Will EPA Crucify Consumers, Too?
EPA regional administrator, Al Armendariz, was in hot water this past week for his embarrassing Romanic/Soviet slip about how he really feels about petro-capitalism. We lumpen-proletariat of New Mexico are quickly learning that he pretty much feels the same way towards us. Most of the state's electrical consumers get their power through Public Service Company of New Mexico's (PNM) coal-fired, San Juan Generating Plant, located in the sparsely populated, Four Corners region of the state. Since the Obama Administration took power, the EPA and its Region 6, Imperial tribune, the aforementioned Albius Armendarius, have been issuing draconian edicts from on high regarding the forty year old plant and its future.
It's no secret that the greenies in the Democratic Party would like to feed the entire coal industry and coal-fired utility plants to the lions. And as Armendariz' crucifixion comments demonstrate, their way of doing that is unapologetically forceful, apparently similar to their campaign to make gasoline so prohibitively expensive we'll all rush to buy those electrifying Chevy Volts.
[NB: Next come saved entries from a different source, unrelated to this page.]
PR #2679, opened 2024-09-05
Deprecate Toggle label props

connor-baer:
## Purpose

The Toggle's `checkedLabel` and `uncheckedLabel` props were meant to communicate the component's state. They were rendered inside the `button`. However, users could never perceive them: they're visually hidden and are overridden by the `aria-labelledby` attribute on the `button`.

## Approach and changes

- Deprecate the Toggle component's `checkedLabel` and `uncheckedLabel` props since they are no longer needed. They will be removed in the next major.

## Definition of done

* [x] Development completed
* [x] Reviewers assigned

### DIFF
--- a/packages/circuit-ui/components/Toggle/Toggle.module.css
+++ b/packages/circuit-ui/components/Toggle/Toggle.module.css
@@ -95,7 +95,7 @@
 
 .label {
   display: block;
-  margin-left: var(--cui-spacings-kilo);
+  padding-left: var(--cui-spacings-kilo);
   font-size: var(--cui-typography-body-one-font-size);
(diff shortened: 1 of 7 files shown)


packages/circuit-ui/components/Toggle/Toggle.module.css
```diff
@@ -95,7 +95,7 @@
 
 .label {
   display: block;
-  margin-left: var(--cui-spacings-kilo);
+  padding-left: var(--cui-spacings-kilo);
```
connor-baer, line 98: Using `padding` instead of `margin` removes a gap between the toggle and the label where users weren't able to interact with the toggle.

PR #2687, opened 2024-09-17
fix(circuit-ui): ColorInput paste and change events

matoous:
Improve ColorInput, specifically:

- handle default value and value props properly
- ensure color picker and hex color input are always synchronized
- handle properly paste events with hex color


.changeset/beige-planes-shave.md
```diff
@@ -0,0 +1,5 @@
+---
+"@sumup/circuit-ui": patch
+---
+
+Fix event and values handling for the experimental ColorInput component.
```
connor-baer, line 5: By convention, changesets should use past tense.

```suggestion
Fixed event and values handling for the experimental ColorInput component.
```

packages/circuit-ui/components/ColorInput/ColorInput.spec.tsx
```diff
@@ -13,10 +13,11 @@
  * limitations under the License.
  */
 
-import { describe, expect, it } from 'vitest';
+import { describe, expect, it, vi } from 'vitest';
 import { createRef } from 'react';
+import { userEvent } from '@storybook/test';
```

Except that this campaign is to conversely make electricity so prohibitively expensive from traditional, coal-powered sources that we'll all rush out and buy solar panels or wind turbines for our homes.
Armendariz has been employing EPA muscle and intimidation to force PNM to retrofit the aging plant with green technology that the EPA estimates will cost $350 million, but which the utility company says actually will cost them, and therefore their customers, more like $750 million. Further, PNM says there is technology available that will accomplish the same reduction in pollutants for approximately $75 million, but so far EPA has been unwilling to back off from the more drastic and expensive option.
Recently, two New Mexico Public Regulatory Commission members have proposed a third, less expensive, as well as far more sensible, alternative. Commissioners Jason Marks and Douglas Howe believe that rather than spend hundreds of millions to refurbish old technology, PNM should begin a gradual conversion of the plant to natural gas-powered electrical generation, one generating unit at a time. They say that with the first conversion of a single one of the four electrical generation units, the EPA pollution reduction goal would be met and at a huge savings to PNM and its ratepayers.
This past week, NM Governor, Susana Martinez, weighed in with a letter to EPA in Washington requesting that the agency be willing to compromise and help find that solution which best serves the environment and her constituents. In a Sunday editorial, the Albuquerque Journal (subscription required) questions whether Armendariz will choose to make an example of New Mexicans with his crucifixion tactics or whether the Obama administration will be perhaps more reasonable in an election year.
Reasonable? Obamanero? He who dribbles while home burns? We are asked to believe that an administration that always finds a way to fund the most expensive boondoggle available will somehow this time choose the common-sense, least-expensive option? If you believe that, I've got an as-yet, unused cross I'll let you have cheap. If you're a Democrat environmentalist, I'll throw in the nails free.